Need to know
Rooms
42, including six suites.
Check–Out
12 noon, but flexible, subject to availability. Earliest check-in, 4pm.
More details
Rates include a two-course breakfast: the first a selection of fruit, scones, pastries, cereals and cheeses; the second a choice of warm à la carte dishes.
Also
There are especially adapted accessible rooms in the Carriage House and Garden Wing, with grab bars, a shower seat and an emergency cord in the bathroom. And there’s a lift to all floors in these buildings. Accessible parking is available too.
At the hotel
Spa with thermal suite and yoga room, gym, hair salon, three acres of sweeping gardens, lounge with a fireplace, drawing room, ballroom, concierge, charged laundry service, free WiFi. In rooms: TV with casting capabilities, mini larder, Melitta pour-over coffee system with local Ponaire coffee, tea-making kit, desk, bathrobes and slippers, air-conditioning, Memo Paris bath products.
Our favourite rooms
Honeymooners, sequester yourselves away in the Gate Lodge, which is decorated in shades of pink, has a private patio and sits away from the main house to give that little extra privacy. Or, if you’d like to be among the action, the blush-hued Main House Avenue Suite is rather swoonsome, with high ceilings and original cornicing, evocative artworks and a canopied bed.

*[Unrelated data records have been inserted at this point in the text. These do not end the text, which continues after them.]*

PR #4490, opened 2024-06-18
feat: more infrastructure for tactic documentation

david-christiansen:
This is the groundwork for a tactic index in generated documentation, as there was in Lean 3. There are a few challenges to getting this to work well in Lean 4:
 * There's no natural notion of *tactic identity* - a tactic may be specified by multiple syntax rules (e.g. the pattern-matching version of `intro` is specified apart from the default version, but both are the same from a user perspective)
 * There's no natural notion of *tactic name* - here, we take the pragmatic choice of using the first keyword atom in the tactic's syntax specification, but this may need to be overridable someday.
 * Tactics are extensible, but we don't want to allow arbitrary imports to clobber existing tactic docstrings, which could become unpredictable in practice.

For tactic identity, this PR introduces the notion of a *tactic alternative*, which is a `syntax` specification that is really "the same as" an existing tactic, but needs to be separate for technical reasons. This provides a notion of tactic identity, which we can use as the basis of a tactic index in generated documentation. Alternative forms of tactics are specified using a new `@[tactic_alt IDENT]` attribute, applied to the new tactic syntax. It is an error to declare a tactic syntax rule to be an alternative of another one that is itself an alternative. Documentation hovers now take alternatives into account, and display the docs for the canonical name.

*Tactic tags*, created with the `register_tactic_tag` command, specify tags that may be applied to tactics. This is intended to be used by doc-gen and Verso. Tags may be applied using the `@[tactic_tag TAG1 TAG2 ...]` attribute on a canonical tactic parser, which may be used in any module to facilitate downstream projects introducing tags that apply to pre-existing tactics. Tags may not be removed, but it's fine to redundantly add them. The collection of tags, and the tactics to which they're applied, can be seen using the `#print tactic tags` command.

*Extension documentation* provides a structured way to document extensions to tactics. The resulting documentation is gathered into a bulleted list at the bottom of the tactic's docstring. Extensions are added using the `tactic_extension TAC` command. This can be used when adding new interpretations of a tactic via `macro_rules`, when extending some table or search index used by the tactic, or in any other way. It is a command to facilitate its flexible use with various extension mechanisms.


src/Lean/Parser/Tactic/Doc.lean
```diff
@@ -0,0 +1,217 @@
...
+def allTags [Monad m] [MonadEnv m] : m (List Name) := do
+  let env ← getEnv
+  let mut found : NameSet := {}
+  for (tag, _) in knownTacticTagExt.getState env do
+    found := found.insert tag
+  for arr in tacticAliasExt.toEnvExtension.getState env |>.importedEntries do
+    for (tag, _) in arr do
+      found := found.insert tag
+  pure (found.toArray.qsort (·.toString < ·.toString) |>.toList)
+
```
robertylewis, line 129:
```suggestion

elab "#print_tactic_tags" : command => do
  logInfo <| "\n".intercalate <| (← allTags).map toString

```

This, or some variant, will be a necessity for anyone adding docs -- gotta see what tags are available!

robertylewis (commented):
My hotel wifi died and I don't want to get a core dev setup going on phone data, so I'm not 100% sure these code suggestions are right. But this looks fantastic, should do the job very nicely!

src/Lean/Parser/Tactic/Doc.lean
```diff
@@ -0,0 +1,217 @@
...
+                if count == 0 then m!"(no tags defined)"
+                else if count == 1 then
+                  m!"(expected {MessageData.joinSep (all.map name) ", "})"
+                else if count < 10 then
+                  m!"(expected one of {MessageData.joinSep (all.map name) ", "})"
+                else
+                  m!"(expected one of {
+                    MessageData.joinSep (all.take 10 |>.map name) ", " ++ ", ..."
+                  })"
+              m!"(expected one of {suggestions})"
```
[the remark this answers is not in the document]
david-christiansen: Good catch, thanks!

src/Lean/Parser/Tactic/Doc.lean
david-christiansen: I added a fancier version that also shows user-facing names, docstrings for tags, and the tactics that are included in them (under `#print tactic tags`). Thanks!

david-christiansen:
@robertylewis I think this should meet your needs now - please give it a whirl at let me know! I don't want to merge before you've had a chance to validate that it supports the workflow that you're looking for.

robertylewis (approved):
I've tested the doc workflow on the mathlib branch and it works perfectly!

As written on Zulip: one change from the Lean 3 infrastructure is that this doesn't inherently distinguish between tactics, commands, and attributes. But this can be simulated with tags and the frontend can mimic the Lean 3 behavior.

david-christiansen:
Also as written on Zulip: I think we should use this only for tactics for now, and avoid overdesigning too early. A tactic index is more important than an attribute index. Then we can see whether this should be generalized to a mechanism that works for all those (and is further user-extensible) or whether we should just create the ones we need - I'd like to work through a few examples of each category to see how much they overlap in practice.

david-christiansen:
One further question: the term "alias" seems a bit poorly chosen. Perhaps "alternate" would make more sense?

robertylewis:
Or "alternative"?

david-christiansen:
I like that, but I'll use `alt` to make the attribute name a bit shorter (`@[tactic_alt theRealTactic]`).

david-christiansen:
!bench

david-christiansen:
!bench

david-christiansen:
@Kha - what do you think? Is that performance hit too severe?

src/Lean/Server/FileWorker/RequestHandling.lean
```diff
@@ -85,7 +89,11 @@ def handleHover (p : HoverParams)
       let stxDoc? ← match stack? with
         | some stack => stack.findSomeM? fun (stx, _) => do
           let .node _ kind _ := stx | pure none
-          return (← findDocString? snap.env kind).map (·, stx.getRange?.get!)
+          -- If the tactic is an alternative form, get the docs for the canonical version
+          let kind := alternativeOfTactic snap.env kind |>.getD kind
+          let exts := getTacticExtensionString snap.env kind
+          let docStr := (← findDocString? snap.env kind).map (· ++ exts)
+          return docStr.map (·, stx.getRange?.get!)
```
Kha, line 96: Wouldn't it be easier to copy the docstring to the alternative, like `inherit_doc` does?

david-christiansen: Because the set of extensions is open-ended, we'd need to also either do the same work of resolving alternatives to get them, or we'd need to copy them over both when extensions are added and when alternatives are added, which strikes me as a trickier invariant to maintain.

Is the concern here that the table lookup will cause latency issues?

Kha: Ah, it makes sense for extensions of course. I was mostly just worried about adding such specific code to two places in the server. Can we factor it out, perhaps even put it directly below `findDocString?`?

david-christiansen: That in particular leads to circular module imports, unfortunately, but factoring it out is a good idea.

I'll go make a module that can be downstream of things that are themselves downstream of the docstring environment extension, and upstream of the server, to put this into.

PR #4493, opened 2024-06-18
fix: discrepancy `theorem` vs `example` 

### LINKED ISSUE #4398: simp doesn't rewrite because of unassigned metavariables

leodemoura:
When the type of an `example` is a proposition,
we should elaborate on them as we elaborate on theorems.
This is particularly important for examples that are often
used in educational material.

Recall that when elaborating theorem headers, we convert unassigned
universe metavariables into universe parameters. The motivation is
that the proof of a theorem should not influence its statement.
However, before this commit, this was not the case for examples when their type was a proposition.
This discrepancy often confused users.

Additionally, we considered extending the above behavior to definitions when 
1- When their type is a proposition. However, it still caused disruption in Mathlib. 
2- When their type is provided. That is, we would keep the current behavior only if `: <type>` was omitted. This would make the elaborator for `def` much closer to the one for `theorem`, but it proved to be too restrictive.
For example, the following instance in `Core.lean` would fail:
```
instance {α : Sort u} [Setoid α] : HasEquiv α :=
  ⟨Setoid.r⟩
```
and we would have to write instead:
```
instance {α : Sort u} [Setoid α] : HasEquiv.{u, 0} α :=
  ⟨Setoid.r⟩
```
There are other failures like this in the core, and we assume many more in Mathlib.

closes #4398
closes #4482 Remark: PR #4482 implements option 1 above. We may consider it again in the future.

### DIFF
--- a/src/Lean/Elab/MutualDef.lean
+++ b/src/Lean/Elab/MutualDef.lean
@@ -846,7 +846,10 @@ private def levelMVarToParamHeaders (views : Array DefView) (headers : Array Def
   let rec process : StateRefT Nat TermElabM (Array DefViewElabHeader) := do
     let mut newHeaders := #[]
     for view in views, header in headers do
-      if ← pure view.kind.isTheorem <||> isProp header.type then
+      -- Remark: we should consider using `pure view.kind.isTheorem <||> isProp header.type`, and
+      -- also handle definitions. We used the following approach because it is less disruptive to Mathlib.
+      -- Moreover, the type of most definitions are not propositions anyway.
+      if ← pure view.kind.isTheorem <||> (pure view.kind.isExample <&&> isProp header.type) then
         newHeaders ←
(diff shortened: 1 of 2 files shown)


semorrison:
Mathlib should be working now (it was an `example` which really was "wrong": from the statement it looks like it was more universe polymorphic than the proof actually allowed).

Families staying should book the School House (not quite as scholastic as the name suggests).
Poolside
In the spa there’s a peaceful space with a 17-metre heated indoor-outdoor pool (with five alfresco metres). Large windows let you glimpse the garden and the iconic Rock as you run laps.
Spa
Take a cue from Ireland’s remarkably well-preserved bog bodies and submerge yourself in a peat mud bath, or one filled with hand-harvested Atlantic seaweed, or aromatic salts – they’ll all leave you looking refreshed. But the hotel spa has many ways to soothe, buff and beautify: perhaps a spiced mud wrap or sugar scrub, a gua sha facial, massage with basalt river stones? In three treatment rooms (plus one for couples), each with their own steam room, therapists apply luxurious products from Bamford, Voya and Skin by Olga; practice global knot-untying techniques (Japanese shiatsu, Swedish, Indian head massage); and scrub and smoothe. Or get steamy on a spin through the thermal suite of sauna, pool, Jacuzzi and experience showers.
Packing tips
As you might guess from the many grand pieces of equine artwork and statues of stallions, there’s a lot of horsing about to be had here, so bring your boots and breeches.
Also
The Magniers also have a fine eye for art – copies of pieces from their collection (Lowrys, Laverys, Orpens, Jack Butler Yeats…) and some originals hang in heavy frames throughout.
Children
Little ones are welcome here – don’t worry, most of the antiques and original artwork are above the reach of little grasping hands. Rooms fit at least a baby cot, and babysitting can be arranged on request.
Sustainability efforts
Cashel Palace’s owners, the Magnier family, have done some fine necromancy in keeping this 18th-century residence near mint. Working with a local architect and craftspeople, and referencing vintage photos from the Laurence Collection, they pieced together how the house once looked and set about re-tiling the roof in traditional Bangor Blue slate, rebuilding four chimneys and rescuing pitch-pine timbers to reuse as beams in rooms. Its brick and limestone façades were both repointed, the basement’s flagstone floor was salvaged, wood panelling was repaired, and throughout original cornicing, fireplaces, windows and doors were gently restored. But, in reviving the past, they’re also safeguarding the future: all new builds have been designed to NZEB (Nearly Zero Energy Building) specs and are powered using renewable sources. Lighting is LED or photosensitive, heating is underfloor, and air-con is room-key controlled. An antique well discovered during refurbishment provides some of the water supply and the hotel has a Garbage Guzzler to compost waste. This is used to keep the kitchen gardens (part of the All Ireland Pollinator Programme) flourishing, and the hotel’s food sources (nearly all within the county borders) are a part of Origin Green, a sustainability initiative from Ireland’s food and horticulture agency. Greenhouse produce comes from the owners’ Coolmore Stud farm, and herbs and greens are grown in a hyper local, pesticide-free vertical farm in Ballyporeen, while an onsite hops garden nods to the hotel’s links with Guinness.